## AIM OF THE EXERCISE
Look through the entries below. Report each line that has the word "Sprintf" in it.

## EXTRACTED DATA
⟨

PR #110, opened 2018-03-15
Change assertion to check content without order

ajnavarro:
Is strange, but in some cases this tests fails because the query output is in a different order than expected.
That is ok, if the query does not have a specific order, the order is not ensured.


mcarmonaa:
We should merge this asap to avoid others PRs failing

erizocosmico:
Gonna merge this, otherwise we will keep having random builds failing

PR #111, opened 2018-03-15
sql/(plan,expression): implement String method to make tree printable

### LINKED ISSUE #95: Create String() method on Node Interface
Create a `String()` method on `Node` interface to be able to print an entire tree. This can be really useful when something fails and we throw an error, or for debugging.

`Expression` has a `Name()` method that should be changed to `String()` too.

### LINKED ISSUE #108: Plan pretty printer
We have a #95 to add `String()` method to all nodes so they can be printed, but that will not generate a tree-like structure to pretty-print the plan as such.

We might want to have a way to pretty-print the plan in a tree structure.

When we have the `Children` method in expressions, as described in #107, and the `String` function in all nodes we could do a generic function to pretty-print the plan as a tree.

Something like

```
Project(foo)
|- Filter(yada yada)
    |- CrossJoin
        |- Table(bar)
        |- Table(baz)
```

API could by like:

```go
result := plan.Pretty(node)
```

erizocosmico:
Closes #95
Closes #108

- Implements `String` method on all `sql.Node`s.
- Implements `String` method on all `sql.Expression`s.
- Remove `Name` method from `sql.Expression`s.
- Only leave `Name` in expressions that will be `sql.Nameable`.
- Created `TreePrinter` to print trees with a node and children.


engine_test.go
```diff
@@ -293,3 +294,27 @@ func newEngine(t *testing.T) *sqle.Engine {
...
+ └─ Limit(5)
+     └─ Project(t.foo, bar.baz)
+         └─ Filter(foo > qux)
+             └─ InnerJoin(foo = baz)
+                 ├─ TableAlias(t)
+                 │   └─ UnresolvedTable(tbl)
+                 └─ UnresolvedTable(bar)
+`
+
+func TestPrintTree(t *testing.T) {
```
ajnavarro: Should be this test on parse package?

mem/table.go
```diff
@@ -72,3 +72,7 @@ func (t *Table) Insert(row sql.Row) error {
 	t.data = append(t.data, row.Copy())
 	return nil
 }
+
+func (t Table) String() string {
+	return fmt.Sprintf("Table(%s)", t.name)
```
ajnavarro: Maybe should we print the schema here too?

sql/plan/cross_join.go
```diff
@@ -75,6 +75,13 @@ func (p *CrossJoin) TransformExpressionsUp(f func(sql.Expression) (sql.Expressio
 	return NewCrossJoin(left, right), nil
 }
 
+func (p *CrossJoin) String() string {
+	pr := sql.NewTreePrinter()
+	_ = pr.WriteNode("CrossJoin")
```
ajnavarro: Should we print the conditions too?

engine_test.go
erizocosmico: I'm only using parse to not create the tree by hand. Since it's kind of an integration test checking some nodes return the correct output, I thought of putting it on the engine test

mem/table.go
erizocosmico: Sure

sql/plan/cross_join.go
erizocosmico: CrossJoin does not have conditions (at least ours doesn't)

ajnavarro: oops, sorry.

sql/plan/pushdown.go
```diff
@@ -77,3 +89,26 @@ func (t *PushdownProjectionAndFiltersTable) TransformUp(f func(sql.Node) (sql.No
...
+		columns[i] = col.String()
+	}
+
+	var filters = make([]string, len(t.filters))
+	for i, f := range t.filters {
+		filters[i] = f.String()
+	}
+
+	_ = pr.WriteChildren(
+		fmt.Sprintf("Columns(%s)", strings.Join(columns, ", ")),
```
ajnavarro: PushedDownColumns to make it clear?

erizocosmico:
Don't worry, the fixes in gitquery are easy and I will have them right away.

⟩

## RESULT FOR THIS EXERCISE
+	return fmt.Sprintf("Table(%s)", t.name)
+		fmt.Sprintf("Columns(%s)", strings.Join(columns, ", ")),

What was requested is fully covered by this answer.